**Try it**
Going through the entries below, count each line that holds "this" and give only the total.

Collected data entries:

--- START ---

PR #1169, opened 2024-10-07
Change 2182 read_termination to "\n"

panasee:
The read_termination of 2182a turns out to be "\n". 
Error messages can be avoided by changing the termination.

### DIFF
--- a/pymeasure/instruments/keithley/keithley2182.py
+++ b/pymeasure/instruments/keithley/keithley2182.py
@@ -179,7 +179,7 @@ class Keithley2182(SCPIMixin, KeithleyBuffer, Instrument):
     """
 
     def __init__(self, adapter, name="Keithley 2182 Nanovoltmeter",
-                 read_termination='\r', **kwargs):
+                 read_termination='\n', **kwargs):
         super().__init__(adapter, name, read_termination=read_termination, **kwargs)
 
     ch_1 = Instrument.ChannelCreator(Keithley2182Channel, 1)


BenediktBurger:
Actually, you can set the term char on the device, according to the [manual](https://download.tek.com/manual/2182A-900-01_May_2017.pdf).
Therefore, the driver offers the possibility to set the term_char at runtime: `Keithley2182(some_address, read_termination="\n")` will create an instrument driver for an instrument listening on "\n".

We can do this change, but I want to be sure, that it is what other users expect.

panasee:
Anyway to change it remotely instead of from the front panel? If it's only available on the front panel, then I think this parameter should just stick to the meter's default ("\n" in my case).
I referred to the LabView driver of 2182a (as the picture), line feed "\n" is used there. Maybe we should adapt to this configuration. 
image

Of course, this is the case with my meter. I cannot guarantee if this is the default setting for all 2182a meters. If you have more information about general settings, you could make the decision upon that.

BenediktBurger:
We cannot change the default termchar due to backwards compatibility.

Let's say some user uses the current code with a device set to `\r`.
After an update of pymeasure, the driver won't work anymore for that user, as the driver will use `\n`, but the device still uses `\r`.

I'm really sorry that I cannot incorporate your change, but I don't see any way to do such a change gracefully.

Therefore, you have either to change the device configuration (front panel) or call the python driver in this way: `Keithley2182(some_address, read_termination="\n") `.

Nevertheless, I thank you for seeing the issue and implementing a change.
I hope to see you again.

--- END ---

**Output below**
5